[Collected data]
▼
PR #1548, opened 2023-10-09
Inline HPB styles in a style tag

adekbadek:
### All Submissions:

Inlines the critical parts of CSS needed by the Homepage Posts Block, in order to get rid of [layout shift](https://web.dev/cls/) happening when the file-based CSS stylesheet is loaded. 

To demonstrate, here's a recording of a (throttled) page load on `master`:

And here's how it looks like on this branch:

If this strategy proves effective in production environment, it can be enhanced by moving more of the static styles from `view.css` to the dynamically created inline stylesheet. 

1. Create a page with some instances of the Homepage Posts Block, with different type scale settings and images shown
2. Load the front-end, observe the styles are applied just like on `master`, only faster*

\* use DevTools' Network speed throttling to observe it better

### Other information:

### DIFF
--- a/includes/class-newspack-blocks-api.php
+++ b/includes/class-newspack-blocks-api.php
@@ -404,7 +404,12 @@ class Newspack_Blocks_API {
 	 * @return WP_REST_Response.
 	 */
 	public static function css_endpoint() {
-		return newspack_blocks_get_homepage_articles_css_string( [ 'typeScale' => range( 1, 10 ) ] );
+		return newspack_blocks_get_homepage_articles_css_string(
+			[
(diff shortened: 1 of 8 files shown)


miguelpeixe (changes requested):
I was able to reproduce the improvements in CLS but the editor is throwing an error on saves and autosaves:

image

Looks like the inline CSS is being added to the save return payload:

image

adekbadek:
Good catch! Fixed in f97e39a37afe0b44cf740713c11cbe05d64124ef

miguelpeixe (approved):
Thanks for revising! Working as described

PR #1550, opened 2023-10-10
fix: match thankyou template when using existing customer email

dkoo:
### All Submissions:

Adjusts some logic in the WooCommerce checkout flow when using the modal checkout. In the scenario where a donation is made while logged out but using an email address that's already associated with a custom account, we don't want to show the login prompt on the thank you step—instead, we want to show the order summary like we do for new email addresses or when already logged in.

1. On `release`, while not logged in, make a donation using an email address that's already associated with an existing reader account.
2. On the thank you step after the successful transaction, observe that instead of an order summary, there's a message to "Please log in to your account to view this order" and a login form.
3. Check out this branch, repeat with a new donation and the same email address. This time confirm that the thank you page shows an order summary and no message or login form, similarly to what's shown when donating using a new email address.

### Other information:

### DIFF
--- a/src/modal-checkout/templates/form-login.php
+++ b/src/modal-checkout/templates/form-login.php
@@ -1,16 +1,6 @@
 <?php
 /**
- * Login form. WooCommerce by default doesn't allow order details to be shown
- * if the order is completed using a customer email address that doesn't match
- * the currently logged in user.
- *
- * Details: https://github.com/woocommerce/woocommerce/blob/trunk/plugins/woocommerce/includes/shortcodes/class-wc-shortcode-checkout.php#L302-L321
- *
- * For Newspack sites, we don't want to emphasize user account flows outside of
- * RAS. This custom login template replaces the login form that appears on the
- * order-received.php template with an order details summary so the experience
- * matches whether or not the email address used is already associated with an
- * existing customer account.
+ * Login form.
  *
  * @see https://docs.woocommerce.com/document/template-structure/
  * @package WooCommerce\Templates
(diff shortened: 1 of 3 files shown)


src/modal-checkout/templates/form-login.php
```diff
@@ -0,0 +1,67 @@
...
+ * @version 8.1.0
+ *
+ * @var WC_Order $order
+ */
+
+if ( ! defined( 'ABSPATH' ) ) {
+	exit;
+}
+
+$order = isset( $_GET['order_id'] ) ? \wc_get_order( \absint( \wp_unslash( $_GET['order_id'] ) ) ) : false; // phpcs:ignore WordPress.Security.NonceVerification.Recommended, WordPress.WP.GlobalVariablesOverride.Prohibited
```
dkoo, line 26: I'm not sure why this is throwing a PHPCS error, because `$order` is not a global var. Without `WordPress.WP.GlobalVariablesOverride.Prohibited` the following error is thrown:

```
FILE: src/modal-checkout/templates/form-login.php
----------------------------------------------------------------------
FOUND 1 ERROR AFFECTING 1 LINE
----------------------------------------------------------------------
 26 | ERROR | Overriding WordPress globals is prohibited. Found
    |       | assignment to $order
    |       | (WordPress.WP.GlobalVariablesOverride.Prohibited)
----------------------------------------------------------------------
```

dkoo: Ah, it was actually a global var because of the template structure. 1adcf62 moves everything to a function so its vars don't conflict with the global scope.

miguelpeixe (approved):
Tests well!

dkoo:
4d20fee adds an extra security layer using Woo's `key` hash which ties the order details summary to the specific transaction flow. This should prevent CSRF requests from being able to expose customer and order details using just an order ID.

miguelpeixe (approved):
▲
* **WHAT IS EXPECTED**:
What is needed is an exact copy of all the records above.

* **ANSWER TO THIS TASK**:
PR #1548, opened 2023-10-09
Inline HPB styles in a style tag

adekbadek:
### All Submissions:

Inlines the critical parts of CSS needed by the Homepage Posts Block, in order to get rid of [layout shift](https://web.dev/cls/) happening when the file-based CSS stylesheet is loaded. 

To demonstrate, here's a recording of a (throttled) page load on `master`:

And here's how it looks like on this branch:

If this strategy proves effective in production environment, it can be enhanced by moving more of the static styles from `view.css` to the dynamically created inline stylesheet. 

1. Create a page with some instances of the Homepage Posts Block, with different type scale settings and images shown
2. Load the front-end, observe the styles are applied just like on `master`, only faster*

\* use DevTools' Network speed throttling to observe it better

### Other information:

### DIFF
--- a/includes/class-newspack-blocks-api.php
+++ b/includes/class-newspack-blocks-api.php
@@ -404,7 +404,12 @@ class Newspack_Blocks_API {
 	 * @return WP_REST_Response.
 	 */
 	public static function css_endpoint() {
-		return newspack_blocks_get_homepage_articles_css_string( [ 'typeScale' => range( 1, 10 ) ] );
+		return newspack_blocks_get_homepage_articles_css_string(
+			[
(diff shortened: 1 of 8 files shown)


miguelpeixe (changes requested):
I was able to reproduce the improvements in CLS but the editor is throwing an error on saves and autosaves:

image

Looks like the inline CSS is being added to the save return payload:

image

adekbadek:
Good catch! Fixed in f97e39a37afe0b44cf740713c11cbe05d64124ef

miguelpeixe (approved):
Thanks for revising! Working as described

PR #1550, opened 2023-10-10
fix: match thankyou template when using existing customer email

dkoo:
### All Submissions:

Adjusts some logic in the WooCommerce checkout flow when using the modal checkout. In the scenario where a donation is made while logged out but using an email address that's already associated with a custom account, we don't want to show the login prompt on the thank you step—instead, we want to show the order summary like we do for new email addresses or when already logged in.

1. On `release`, while not logged in, make a donation using an email address that's already associated with an existing reader account.
2. On the thank you step after the successful transaction, observe that instead of an order summary, there's a message to "Please log in to your account to view this order" and a login form.
3. Check out this branch, repeat with a new donation and the same email address. This time confirm that the thank you page shows an order summary and no message or login form, similarly to what's shown when donating using a new email address.

### Other information:

### DIFF
--- a/src/modal-checkout/templates/form-login.php
+++ b/src/modal-checkout/templates/form-login.php
@@ -1,16 +1,6 @@
 <?php
 /**
- * Login form. WooCommerce by default doesn't allow order details to be shown
- * if the order is completed using a customer email address that doesn't match
- * the currently logged in user.
- *
- * Details: https://github.com/woocommerce/woocommerce/blob/trunk/plugins/woocommerce/includes/shortcodes/class-wc-shortcode-checkout.php#L302-L321
- *
- * For Newspack sites, we don't want to emphasize user account flows outside of
- * RAS. This custom login template replaces the login form that appears on the
- * order-received.php template with an order details summary so the experience
- * matches whether or not the email address used is already associated with an
- * existing customer account.
+ * Login form.
  *
  * @see https://docs.woocommerce.com/document/template-structure/
  * @package WooCommerce\Templates
(diff shortened: 1 of 3 files shown)


src/modal-checkout/templates/form-login.php
```diff
@@ -0,0 +1,67 @@
...
+ * @version 8.1.0
+ *
+ * @var WC_Order $order
+ */
+
+if ( ! defined( 'ABSPATH' ) ) {
+	exit;
+}
+
+$order = isset( $_GET['order_id'] ) ? \wc_get_order( \absint( \wp_unslash( $_GET['order_id'] ) ) ) : false; // phpcs:ignore WordPress.Security.NonceVerification.Recommended, WordPress.WP.GlobalVariablesOverride.Prohibited
```
dkoo, line 26: I'm not sure why this is throwing a PHPCS error, because `$order` is not a global var. Without `WordPress.WP.GlobalVariablesOverride.Prohibited` the following error is thrown:

```
FILE: src/modal-checkout/templates/form-login.php
----------------------------------------------------------------------
FOUND 1 ERROR AFFECTING 1 LINE
----------------------------------------------------------------------
 26 | ERROR | Overriding WordPress globals is prohibited. Found
    |       | assignment to $order
    |       | (WordPress.WP.GlobalVariablesOverride.Prohibited)
----------------------------------------------------------------------
```

dkoo: Ah, it was actually a global var because of the template structure. 1adcf62 moves everything to a function so its vars don't conflict with the global scope.

miguelpeixe (approved):
Tests well!

dkoo:
4d20fee adds an extra security layer using Woo's `key` hash which ties the order details summary to the specific transaction flow. This should prevent CSRF requests from being able to expose customer and order details using just an order ID.

miguelpeixe (approved):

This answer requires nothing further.